Unfortunately, Supergirl still hasn’t learned her lesson. At the beginning of “#FightAtTheMuseum,” Supergirl is literally punching her way through Metropolis crime. Refusing to listen to strategy or work with the other girls, we see the same over-confident, self-absorbed Kara from “#SuperWho?”
It is only when Catwoman (Cree Summer) uses Supergirl’s own brute force in the commission of a robbery that Kara realizes she needs to change. A well-prepared villain and some kryptonite do what Wonder Woman’s chess lessons never could, teach Supergirl to plan ahead and ask for help. Kara uses a Rube Goldberg contraption and a pearl to save herself. Calling on the Girls for support, the stolen loot is recovered. Catwoman, however, is in the wind.
The DC Super Hero Girls Are Better (And Stronger) Together
The DC Super Hero Girls premier “#SweetJustice,” was a fantastic mix of world-building, character development, and animated entertainment. However, the first four regular season DCSHG episodes were good, but lacked the magic of the premier. The 20-minute format and one or two character stories just weren’t as fun or interesting to watch. It seemed like the show’s five-week hiatus came when momentum was already low, and I was worried the show wouldn’t come back at all.

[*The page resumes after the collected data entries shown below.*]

PR #4118, opened 2024-08-22
Split base protocols list

RaphiMC:
Splits the base protocol list in clientbound and serverbound. Useful when client and server version are not both 1.7+ (ViaLegacy, ViaBedrock)
Related to https://github.com/ViaVersion/ViaVersion/pull/4106

### DIFF
--- a/common/src/main/java/com/viaversion/viaversion/protocol/ProtocolManagerImpl.java
+++ b/common/src/main/java/com/viaversion/viaversion/protocol/ProtocolManagerImpl.java
@@ -29,6 +29,7 @@ import com.viaversion.viaversion.api.protocol.ProtocolManager;
 import com.viaversion.viaversion.api.protocol.ProtocolPathEntry;
 import com.viaversion.viaversion.api.protocol.ProtocolPathKey;
 import com.viaversion.viaversion.api.protocol.packet.ClientboundPacketType;
+import com.viaversion.viaversion.api.protocol.packet.Direction;
 import com.viaversion.viaversion.api.protocol.packet.PacketType;
 import com.viaversion.viaversion.api.protocol.packet.PacketWrapper;
 import com.viaversion.viaversion.api.protocol.packet.ServerboundPacketType;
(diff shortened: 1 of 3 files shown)


FlorianMichael (approved):

common/src/main/java/com/viaversion/viaversion/protocol/ProtocolManagerImpl.java
```diff
@@ -365,11 +371,20 @@ > VersionedPacketTransformer<C, S> createPacketTransformer(ProtocolVersion input
     }
 
     @Override
-    public List<Protocol> getBaseProtocols(ProtocolVersion serverVersion) {
+    public List<Protocol> getBaseProtocols(@Nullable ProtocolVersion clientVersion, @Nullable ProtocolVersion serverVersion) {
```
kennytv, line 374: Any reason for them being nullable?

FlorianMichael: At least the `clientboundBaseProtocolVersion` in InitialBaseProtocol will be null if no valid base protocol can be found

kennytv: Is that actually a valid client state?

FlorianMichael: Yes, special versions not using the RedirectProtocolVersion can't have the base protocol set via the registry (as they might compare equal to normal versions). In this case, they always need to manually add the base protocol.

xism4: > clientboundBaseProtocolVersion

I don't see any referceny that says its a state. Others like handshake, login, ping etc are

FlorianMichael: This is not related to protocol states but just to whether it's legitimate to not have a clientbound base protocol found in the registry.

kennytv (approved):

Fortunately – starting with “#Beeline” – this latest wave of new episodes has renewed the show’s energy and magic. Writers have hit the perfect balance of individual character development with group dynamics. Seeing the Girls figure out their individual strengths and weaknesses against the backdrop of their group friendships gives the show a level of continuity and depth it didn’t have before. Plus, its just more fun.
DC Super Hero Girls airs Sundays at 4 p.m. on Cartoon Network.